#### Stored items

* * *

PR #1881, opened 2023-08-02
Add more AOT benchmarks to regression bot.

eerhardt:
This should cover:
- Stage1Aot
- Stage1GrpcAot
- Stage2Aot

### DIFF
--- a/build/regressions.config.yml
+++ b/build/regressions.config.yml
@@ -90,7 +90,7 @@ sources:
   - name: PublishedSizeAot
     table: NativeAotBenchmarks
     rules:
-      - include: Stage*Aot
+      - include: Stage.*Aot
     daysToLoad: 60
     stdevCount: 5
     regressions:
@@ -132,7 +132,7 @@ sources:
   - name: Native AOT Reliability
     table: NativeAotBenchmarks
     rules:
-      - include: Stage*Aot
+      - include: Stage.*Aot
     regressions:
       labels: 
         - Perf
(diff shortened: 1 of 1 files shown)


build/regressions.config.yml
```diff
@@ -90,7 +90,7 @@ sources:
   - name: PublishedSizeAot
     table: NativeAotBenchmarks
     rules:
-      - include: Stage1Aot
+      - include: Stage*Aot
```
sebastienros, line 93: What does `*` mean? ;)

eerhardt: Same thing it means here:

https://github.com/aspnet/Benchmarks/blob/fc052c63779c4faa17cd5bbc13c79509a6b6ad3d/build/regressions.config.yml#L53

sebastienros: Exactly, so I don't think that's what you want. This field is a regular expression. Other example: `ulib|fasthttp|actix|gin|express|node|netty`

eerhardt: Does this not work, like a normal person would expect?

eerhardt: oh, so it isn't a wildcard. but a regex. I need a dot.

sebastienros: `Stage.Aot`, `Stage(1|2)Aot`, `Stage1Aot|Stage2Aot`, `Stage\dAot`, `Stage.*Aot` ...

eerhardt: Better?

sebastienros (approved):

build/regressions.config.yml
sebastienros: my suggestions won't work with grpc obviously, bad me

PR #1889, opened 2023-08-15
Add scenario for POSTing to minimal form

captainsafia:


src/BenchmarksApps/Mvc/benchmarks.mvcjson.yml
```diff
@@ -182,3 +182,17 @@ scenarios:
...
+
+  # MapAction EchoForm
+  MapActionEchoTodoForm:
+    application:
+      job: mapaction
+    load:
+      job: bombardier
+      variables:
+        verb: POST
+        headers:
```
sebastienros, line 194: There should be a `customHeaders` variable that is free-form, but the way you did this works too. It's just redifining the set of reusable headers and point to this new key.

sebastienros (approved):

sebastienros:
I'll let you click the merge button as an exercise.

src/BenchmarksApps/Mvc/benchmarks.mvcjson.yml
captainsafia: Good point -- I ended up simplifying this further and removing the dependency on the external body file.

PR #1892, opened 2023-08-15
Remove old TFMs

sebastienros:
Starts at net6.0
Built locally with 6.0 and 7.0


DamianEdwards:
Nice. Is this the only places we're using TFMs <`.net6.0`?

sebastienros:
@DamianEdwards no reference of net5 anywhere else. Just removed the nightly feeds too.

* * *

#### WORK TASK
Copy out each line of the entries where the word "that" is found.

#### EXERCISE RESPONSE
sebastienros: Exactly, so I don't think that's what you want. This field is a regular expression. Other example: `ulib|fasthttp|actix|gin|express|node|netty`
sebastienros, line 194: There should be a `customHeaders` variable that is free-form, but the way you did this works too. It's just redifining the set of reusable headers and point to this new key.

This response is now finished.